1. A method for measuring the frequency of use of a full-radius azimuth propeller clutch, characterized in that, include: Collect the number of times the solenoid valve of the azimuth propeller clutch engagement / disengagement is energized within a preset time period, and determine the number of times the clutch is used based on the number of energized signals. Within the preset time period, the speed signal of the diesel engine is collected by the flywheel speed probe, and the diesel engine running time is determined based on the speed signal; The ratio of the number of times the clutch is used to the diesel engine running time is determined as the clutch usage frequency within the preset time period; The method further includes: A score for the operator of the azimuth propeller clutch is determined based on the frequency of clutch use, and the score is negatively correlated with the frequency of clutch use.

2. The method according to claim 1, characterized in that, The method further includes: Obtain the number of times the clutch is used and the frequency of clutch use within multiple consecutive preset time periods; Linear fitting is performed on the number of times the clutch is used and the clutch usage frequency within the multiple consecutive preset time periods.
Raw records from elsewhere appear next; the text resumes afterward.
PR #1555, opened 2021-06-16
fix event modal popping up when clicking bookmark

margulies:
Fixes event modal popup bug when clicking on bookmark.

### DIFF
--- a/src/components/molecules/ScheduleEvent/ScheduleEvent.tsx
+++ b/src/components/molecules/ScheduleEvent/ScheduleEvent.tsx
@@ -63,6 +63,8 @@ export const ScheduleEvent: React.FC<ScheduleEventProps> = ({
     containerCssVars
   );
 
+  const ScheduleEventBookmarkClass = "ScheduleEvent__bookmark";
+
   const bookmarkEvent: MouseEventHandler<HTMLDivElement> = useCallback(() => {
     if (!userId || !event.id) return;
 
@@ -77,15 +79,24 @@ export const ScheduleEvent: React.FC<ScheduleEventProps> = ({
     hide: hideEventModal,
   } = useShowHide();
 
+  const onEventBoxClick = useCallback(
+    (e) => {
+      if (e.target.closest(`.${ScheduleEventBookmarkClass}`)) return;
+
+      showEventModal();
+    },
+    [showEventModal]
+  );
+
   return (
     <>
-      <div className={containerClasses} onClick={showEventModal}>
+      <div className={containerClasses} onClick={onEventBoxClick}>
         <div className="ScheduleEvent__info">
           <div className="ScheduleEvent__title">{event.name}</div>
           <div className="ScheduleEvent__host">by {event.host}</div>
         </div>
 
-        <div className="ScheduleEvent__bookmark" onClick={bookmarkEvent}>
+        <div className={ScheduleEventBookmarkClass} onClick={bookmarkEvent}>
           <FontAwesomeIcon
             icon={event.isSaved ? solidBookmark : regularBookmark}
           />
--- a/src/components/molecules/ScheduleEvent/ScheduleEvent.tsx
+++ b/src/components/molecules/ScheduleEvent/ScheduleEvent.tsx
@@ -26,6 +26,8 @@ import { calcStartPosition } from "components/molecules/Schedule/utils";
 
 import "./ScheduleEvent.scss";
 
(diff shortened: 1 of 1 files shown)


src/hooks/useShowHide.ts
```diff
@@ -1,11 +1,23 @@
...
-  const show = useCallback(() => {
-    setShown(true);
-  }, []);
+  const show = useCallback(
+    (e?) => {
+      if (targetClosest && e?.target.closest(targetClosest)) return;
+      setShown(true);
+    },
+    [targetClosest]
+  );
```
sunny-viktoryia, line 20: It looks a bit hacky to my eyes. 
I see your implemented fix this way: we have some `targetClosest` exception. When the event was fired within that `targetClosest` selector we ignore the modal opening. Am I correct?

Let's consider another case. Let's say we want to make clickable not only the bookmark icon but the host in the event box in the schedule too.
image
It means we have 2 clickable child elements. And we don't want the event modal to open when we click on them. And in fact, we can have more complex containers with more than 2 clickable child elements. Your implement version of the hook can't handle that case.

You could suggest transforming `targetClosest` to the array of selectors. But I wouldn't support that. I suppose would be better to keep things as isolated as possible. The name of the hook implies a straightforward logic of having a boolean status: "is shown" / "is hidden". Adding feature-specific things would one day overcomplicate the hook and increase the possibility of a bug.

Although I like your idea of building a generic solution, currently I can't quickly come up with a better solution than explicitly add the exceptions to the functions where it's needed. 

@0xdevalias @mike-lvov would love to hear your thoughts. 🙃

sunny-viktoryia (commented):
Posting here a comment to discuss the idea of the fix.

Thanks for your contributions, @margulies!

src/hooks/useShowHide.ts
margulies: All sounds totally reasonable. Just wanted to mention that the current implemtation should be able to handle an array of clickable child elements. For example, here: https://github.com/sparkletown/sparkle/blob/4e9c93cfe4b8d5f6e31a26fac8cb0c0f6fe8b040/src/components/templates/PosterHall/components/PosterPreview/PosterPreview.tsx#L50

By passing a string array to `targetClosest` similar to the example linked above, it should achieve a similar functionality. 

More broadly though, you're absolutely right that a more elegent general solution would be possible here.

margulies: Oh! Sorry, one other question: the real goal of this is to deal with the bug in the event modal. If there's a simple way to add in the specific exception in `ScheduleEvent.tsx` without needing to copy over all the code from `useShowHide`, that's seems totally sufficient for the time being. Happy to do that if you could point me in the simplest direction to achieve that goal.

sunny-viktoryia: I'd do something like this in the `ScheduleEvent.tsx`: 
```ts
  const onEventBoxClick = useCallback(
    (e) => {
      if (e.target.closest(".ScheduleEvent__bookmark")) return;

      showEventModal();
    },
    [showEventModal]
  );
  
  // some logic 
  
      <div className={containerClasses} onClick={onEventBoxClick}>
  // ...
```

margulies: That was so much easier! Thanks! Cleaned up and much simpler now... really appreciate it the help

src/components/molecules/ScheduleEvent/ScheduleEvent.tsx
```diff
@@ -63,6 +63,8 @@ export const ScheduleEvent: React.FC<ScheduleEventProps> = ({
     containerCssVars
   );
 
+  const ScheduleEventBookmarkClass = "ScheduleEvent__bookmark";
```
sunny-viktoryia, line 66: can we move this static const out of the `ScheduleEvent` component not to create it on every render?
(would be better to see it right after the imports before the `ScheduleEventProps` interface)

sunny-viktoryia (approved):
Looks good to me (would be perfect to address my comment). 🙃

Thanks for providing the fix, @margulies.

src/components/molecules/ScheduleEvent/ScheduleEvent.tsx
margulies: Done! 34b0660cab61d257db73fc7da72b9313eaa75589
Thanks! (and good to know how to creating a const on every render. It seems obvious now that you mention it, but hadn't realized it before.)

PR #1896, opened 2017-11-02
Fix compilation on toolchain without prlimit

ffontaine:
Some toolchains which are not bionic like uclibc does not support
prlimit or prlimit64. In this case, return an error.


brauner:
Hm, including our own implementation is not sufficient here?

brauner:
Because we have one because of bionic.

ffontaine:
But I could update the patch to include a check on prlimit64 in configure.ac. If this function is available and not prlimit, try your implementation otherwise return an error.

brauner:
Sounds good.

brauner:
jenkins: test this please

brauner:
Looks like Android is happy as well. Merging.

PR #1901, opened 2017-11-06
lxc/start.c: Fix legacy PR_{G,S}ET_NO_NEW_PRIVS handling

jacmet:
The configure checks for these use AC_CHECK_DECLS, which define the symbol
to 0 if not available - So adjust the code to match.  From the autoconf
manual:

https://www.gnu.org/software/autoconf/manual/autoconf-2.65/html_node/Generic-Declarations.html)

For each of the symbols (comma-separated list), define HAVE_DECL_symbol (in
all capitals) to ‘1’ if symbol is declared, otherwise to ‘0’.

Signed-off-by: Peter Korsgaard <peter@korsgaard.com>

### DIFF
--- a/src/lxc/start.c
+++ b/src/lxc/start.c
@@ -52,15 +52,15 @@
 #include <sys/capability.h>
 #endif
 
-#ifndef HAVE_DECL_PR_CAPBSET_DROP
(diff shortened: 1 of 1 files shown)


brauner:
jenkins: test this please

3. The method according to claim 1, characterized in that, The method further includes: An alarm is triggered when the frequency of clutch use exceeds a preset threshold.
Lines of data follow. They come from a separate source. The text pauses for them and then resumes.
PR #1908, opened 2017-11-08
lxc-test-unpriv: fix the overlayfs mount error

Cypresslin:
This patch fixes the missing workdir issue for the overlayfs mount command in
the lxc-test-unpriv test.

Bug link: https://bugs.launchpad.net/bugs/1730915

### DIFF
--- a/src/tests/lxc-test-unpriv
+++ b/src/tests/lxc-test-unpriv
@@ -39,8 +39,8 @@ if modprobe -q overlayfs; then
 
         mount -t tmpfs none ${MOUNTDIR}
 
-        mkdir "${MOUNTDIR}/lowerdir" "${MOUNTDIR}/upperdir" "${MOUNTDIR}/overlayfs"
-        mount -t overlayfs -o lowerdir="${MOUNTDIR}/lowerdir",upperdir="${MOUNTDIR}/upperdir" none "${MOUNTDIR}/overlayfs"
+        mkdir ${MOUNTDIR}/{lowerdir,upperdir,workdir,overlayfs}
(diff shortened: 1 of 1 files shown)


brauner:
jenkins: test this please

src/tests/lxc-test-unpriv
```diff
@@ -39,8 +39,8 @@ if modprobe -q overlayfs; then
 
         mount -t tmpfs none ${MOUNTDIR}
 
-        mkdir "${MOUNTDIR}/lowerdir" "${MOUNTDIR}/upperdir" "${MOUNTDIR}/overlayfs"
-        mount -t overlayfs -o lowerdir="${MOUNTDIR}/lowerdir",upperdir="${MOUNTDIR}/upperdir" none "${MOUNTDIR}/overlayfs"
+        mkdir ${MOUNTDIR}/{lowerdir,upperdir,workdir,overlayfs}
+        mount -t overlayfs -o lowerdir="${MOUNTDIR}/lowerdir",upperdir="${MOUNTDIR}/upperdir",workdir="${MOUNTDIR}/workdir" none "${MOUNTDIR}/overlayfs"
```
brauner: Thanks for the patch. One nit though. What happens on older kernels whose overlay module does not support the workdir option? Should the logic be:
- try with workdir option first and if that fails try without the workdir option?

stgraber: Yeah, looks like this is going to break older kernels, just a reminder that LXC 2.0.x still supports kernels from 2.6.32 onwards so this does need fixing as the ultimate target for this fix is 2.0.x

Cypresslin: Hi, thanks for catching this. 

To this test itself, the script will skip this overlayfs test part on older kernels (tested on Trusty 3.13, which needs the overlayfs module) with an if statement:

    if modprobe -q overlayfs; then

So I think as long as this module check criteria is valid, this change should be fine?

brauner: Ok, cool.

4. A device for measuring the usage frequency of a full-rotation propeller clutch, characterized in that, include: The first acquisition module is used to acquire the number of times the solenoid valve of the azimuth propeller clutch is energized within a preset time period, and to determine the number of times the clutch is used based on the number of energized signals. The second acquisition module is used to acquire the diesel engine speed signal through the flywheel speed probe within the preset time period, and determine the diesel engine running time based on the speed signal; The processing module is used to determine the clutch usage frequency within the preset time period by dividing the number of times the clutch is used by the diesel engine running time. The device also includes an evaluation module for determining a score for the operator of the azimuth propeller clutch based on the frequency of clutch use, the score being negatively correlated with the frequency of clutch use.

5. The apparatus according to claim 4, characterized in that, It also includes a fitting module for obtaining the number of times the clutch is used and the frequency of clutch use within multiple consecutive preset time periods; and performing linear fitting on the number of times the clutch is used and the frequency of clutch use within the multiple consecutive preset time periods.
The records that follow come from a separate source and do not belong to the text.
PR #1912, opened 2017-11-09
commands: clear console log file

brauner:
When a "clear" request is sent to the console ringbuffer we should truncate the
console log file as well.

### DIFF
--- a/src/lxc/console.c
+++ b/src/lxc/console.c
@@ -660,6 +660,10 @@ int lxc_console_create(struct lxc_conf *conf)
 		goto err;
 	}
 
+	/* Only open the console log file in O_APPEND if no console ringbuffer
+	 * has been requested. Otherwise the log file will be opened when the
+	 * a request is sent to dump the contents of the ringbuffer to disk.
+	 */
 	if (console->log_path && console->log_size <= 0) {
 		console->log_fd = lxc_unpriv(open(console->log_path, O_CLOEXEC | O_RDWR | O_CREAT | O_APPEND, 0600));
 		if (console->log_fd < 0) {
--- a/src/lxc/commands.c
+++ b/src/lxc/commands.c
@@ -23,6 +23,7 @@
 
 #include "config.h"
 
+#include <caps.h>
 #include <errno.h>
 #include <fcntl.h>
 #include <malloc.h>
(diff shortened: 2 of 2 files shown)


brauner:
jenkins: test this please

brauner:
jenkins: test this please

hallyn:
How is the log file intended to be used?

I would expect something like:

close(log file);
rename(logfile, logfile.N);
open(log file);

to happen on clear instead.  Does that make any sense at all?

brauner:
Hm, wouldn't that lead to a similar problem in the long run that we'd accumulate log files and fill the disk?
Also, I'd think that if a user requests a `clear` they thereby signal that they don't care about the content of the ringbuffer anymore so there's probably not a good reason to keep it around. But I'm open to your suggestion if you think it's better.

src/lxc/console.c
```diff
@@ -660,6 +660,10 @@ int lxc_console_create(struct lxc_conf *conf)
 		goto err;
 	}
 
+	/* Only open the console log file in O_APPEND if no console ringbuffer
+	 * has been requested. Otherwise the log file will be opened when the
```
hallyn: "the a request"

hallyn:
So long as we are rotating the log files and allow demanding a new log file, user space can safely remove old files (after backing them up or not) if disk starts getting full.  The real problem is when there's only a single log file and user space can't truncate it because lxc is still writing to it.

I'm picturing a set of remote containers, where I read the log file through cmd and then say 'clear' because I don't want to see the rest through the command interface; but I still want the persistent logs on disk to go back through later.

We seem to have different ideas about how this would be used - let's see what @stgraber thinks.

hallyn:
ping @stgraber

stgraber:
Right, there are a few different use cases here I think.

For LXD, we don't want to make it possible for a container user to fill the disk, so in this case I'd want a dump of the ringbuffer to disk on exit, therefore limiting the amount of potential disk usage to the size of the ringbuffer.

In a more traditional LXC case, I definitely can see @hallyn's use case of wanting to retain console history by having LXC rotate the console when it gets cleared rather than just truncate it.


Looking at config, right now we have:

 - lxc.console.logfile (path to text file to dump console to)
 - lxc.console.path (path to use as the /dev/console device)
 - lxc.console.logsize (size of ring buffer)

I suspect we may want this to become:

 - lxc.console.buffer.size (size of ring buffer)
 - lxc.console.buffer.logfile (where to dump the ringbuffer to disk)

 - lxc.console.logfile (path to text file to dump console to)
 - lxc.console.path (path to use as the /dev/console device)
 - lxc.console.rotate (boolean to control rotation on clear, if false, nothing happens and we keep appending)

brauner:
Closing in favor of #1925 .

PR #1917, opened 2017-11-10
console: report detach message on demand

brauner:
When users pass -1 there's there won't be an escape sequence to exit the
console so no need to print a misleading info message about how to detach.


stgraber:
Cool, I was wondering about that when I looked at the previous one, we'll want to backport this to stable branches.

PR #1918, opened 2017-11-10
lxccontainer: enable daemonized execute

brauner:
This enables daemonized execute containers with our minimal init running as
pid one and the requested program running as second pid.


brauner:
@exxo.

PR #1919, opened 2017-11-11
console: use correct escape sequence check

brauner:


hallyn:
Going by the comment in console.h, only -1 should technically be ignored, though I don't know what 0 would really mean.

PR #1929, opened 2017-11-19
commands: fix state socket implementation

brauner:
The old state socket implementation used the client fd for the currently
running command socket itself but did so in a bogus way such that the actual
client could be accidently handled in the mainloop itself. This is faulty and
problematic. For example, consider the case where the container doesn't respond
to a shutdown request. Now the process requesting the shutdown exists. If we
now subsequently kill the container with a stop command the monitor would write
the STOPPED message into the client socket but the original process has exited
so the mainloop handles the request and would thus receive nonsense:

6. The apparatus according to claim 4, characterized in that, It also includes an alarm module, which is used to issue an alarm when the frequency of use of the clutch exceeds a preset threshold.

7. A tugboat, characterized in that, Including an azimuth propeller, the clutch usage frequency of the azimuth propeller is determined using the azimuth propeller clutch usage frequency measurement method as described in any one of claims 1-3.

8. A computer-readable storage medium, characterized in that, The computer-readable storage medium stores computer-executable instructions, which, when executed by a processor, are used to implement the method for measuring the frequency of use of the azimuth propeller clutch as described in any one of claims 1-3.